President Geingob started off his presidency on a similar note – having held so many press briefings at which scribes were afforded opportunities to ask any questions related to the governance of the country.

The meeting at State House on Monday was therefore simply a continuation of his perpetual engagement with the media, as he continues to refine his strategy to make government more transparent.

Perhaps the one single biggest result of that engagement was a mutual sense that everyone that lives in Namibia has a natural obligation towards making this country a better place.

If you like, the meeting chartered the role of the media in building a Namibian society – complementing what government is already doing.

The aim was to develop greater cohesion between the media and government, so they can move towards a common agenda and development language.

Prime Minister Saara Kuugongelwa-Amadhila, speaking at the same occasion, emphasised the need for an objective presentation of the Namibian reality.

Greater cohesion between the media and government does not mean the press will now ignore the bad and the ugly in our society. If anyone had hoped this would be the case, they are grossly mistaken.

What the media is likely to do going forward is that they will strive to be more objective and less sensational, but will present the true state of our nation – even if it means making the powers that be uncomfortable.

By ignoring the bad and the ugly in our society, the media would be failing spectacularly in its broad mandate of informing and educating.

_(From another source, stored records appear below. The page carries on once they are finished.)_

PR #236, opened 2019-06-29
add Splittable instance for []

bollu:
I noticed this was missing. I understand that the performance is quite bad, but it's valuable for quick debugging things with `brick`.

Thanks for the lovely library :)

I am curious as to why this instance did not exist already: Is it because it was seen as too expensive / prone to correctness issues (eg. someone feeding an infinite list)?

It is a mandate no one can tamper with.

Good governance and accountability, which President Geingob has made the pillars of his Harambee Prosperity Plan, cannot be achieved in the absence of vibrant and critical media in the country.

The press is there to drive effective and dynamic communication between policymakers, politicians and their constituent populations.
That role cannot be fulfilled unless there is commitment by all and sundry to maintain the value of free and fair media, and of expanded, networked journalism.

The PM made a valid observation that media houses need specialist reporters who can provide authoritative coverage of complex issues, such as budget analysis and other subjects.

She said being a graduate of journalism does not make one an expert on every subject, a point that the country’s editors must start pondering if the level of journalism in this country is to reach new heights.

It’s a glaring weakness that is evident in almost every media house in this industry and Kuugongelwa-Amadhila was spot on in her observation.

Democracy is an expensive commodity and so is peace and stability. The media is an important catalyst of both, and depending on how the might of the pen is used, it could make or break these important pillars on which our country’s future rests.

We therefore urge that Monday’s face-to-face engagement with the president should not be the first and last of its kind. Continuous engagement would enhance trust and the sense of common responsibility between government and the media to build a better Namibia.